SELECT * FROM `discussions` WHERE `discussions`.`id` = '1' LIMIT  | runtime: 0.27 ms
SELECT `tags`.*, `discussion_tag`.`discussion_id` as `pivot_discussion_id`, `discussion_tag`.`tag_id` as `pivot_tag_id` FROM `tags` inner join `discussion_tag` on `tags`.`id` = `discussion_tag`.`tag_id` WHERE `discussion_tag`.`discussion_id` = '1' | runtime: 0.43 ms

And it would also remove the size of the payload JSON significantly. Right now every last posted discussion object is included in the resource section.

dsevillamartin commented 4 years ago

@w-4 That's a good point. The last posted discussion can be loaded through an HTTP request when one clicks the tags page and/or included only in the /tags route.

stale[bot] commented 3 years ago

This issue has been automatically marked as stale because it has not had recent activity. It will be closed if no further activity occurs. We do this to keep the amount of open issues to a manageable minimum. In any case, thanks for taking an interest in this software and contributing by opening the issue in the first place!

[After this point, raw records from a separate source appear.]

PR #13931, opened 2024-03-01
update the bitnami paths to debian 12

found-it:
[Last week the bitnami repo dropped all references to debian-11](https://github.com/bitnami/containers/commit/d624c10ea7e23d8059dc62adb11e1414d8e39123) in favor of debian-12. This PR points the bitnami/compat pipeline to the correct directory for all packages pointed towards debian-11.

It also adds a check to the bitnami/compat pipeline to check if the directory exists so this doesn't silently fail again.

PR #13932, opened 2024-03-01
Update redis-sentinel compat bitnami path

found-it:
Last package missed in this PR https://github.com/wolfi-dev/os/pull/13931


redis-sentinel-6.2-compat.yaml
ajayk, line 1: needs epoch bump

found-it: You're too quick Ajay 😁

found-it: Done

ajayk (approved):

SychO9 commented 3 years ago

Sharing what I recently found,

So I decided to update fof/clockwork to see flarum's performance and have a better idea of it. That's when I came across the fact that there were two types of models being loaded for every single primary tag (UserState, Tag) which are relations of the tag's lastPostedDiscussion discussion model, they are called and used in the DiscussionSerializer which results in querying them.

Simply eager loading these relationships solves the issue by only using two queries instead of two queries per primary tag. Do we want to make this change or instead just do as posted above and query the lastPostedDiscussions from the frontend while also limiting the number of tags exposed ?

We could include this fix for now since it doesn't hurt. (I posted the PR incase we'd like to do that).

$data['tags'] = Tag::whereVisibleTo($actor)
            ->withStateFor($actor)
            ->with([
                'parent',
                'lastPostedDiscussion',
                'lastPostedDiscussion.tags',
                'lastPostedDiscussion.state'
            ])
            ->get();

Also observation here, we don't actually need to eager load the tags here since we are loading all of them, we could just loop through all the lastPostedDiscussion relations and set the tags relationship from the collection of tags we already have.

Screenshot from 2021-02-24 18-51-11 Screenshot from 2021-02-24 18-50-46 Screenshot from 2021-02-24 18-48-55

askvortsov1 commented 3 years ago

I'd be in favor of including this since those queries are needed anyway, but I wouldn't close this issue until we properly paginate it and only load the tags we need, when we need them.

askvortsov1 commented 3 years ago

Infinite nesting PR might have a start to this

askvortsov1 commented 3 years ago

Plan for handling this is to do it in 3 stages.

Stage 1: only load top-level primary tags, top 3 secondary tags, and current tag's children/siblings on an arbitrary forum request. This solves the issue of thousands of tags being loaded in at once, which understandably makes things very slow. This is ready for review at https://github.com/flarum/tags/pull/87

Stage 2: Optimize tag permission checking so we don't have to send huge arrays to/from the database. This significantly speeds up all pages (2x at least), and when coupled with Stage 1, makes the effect of tags negligible for every page except the "Tags" page. This is ready for review at https://github.com/flarum/tags/pull/126

Stage 3: Pagination. I propose the following changes:

Stages 1 and 2 make tags usable on an enterprise-scale forum. Stage 3 enables hundreds of primary and thousands of secondary tags with elegant scaling. Stage 3 will likely be after stable.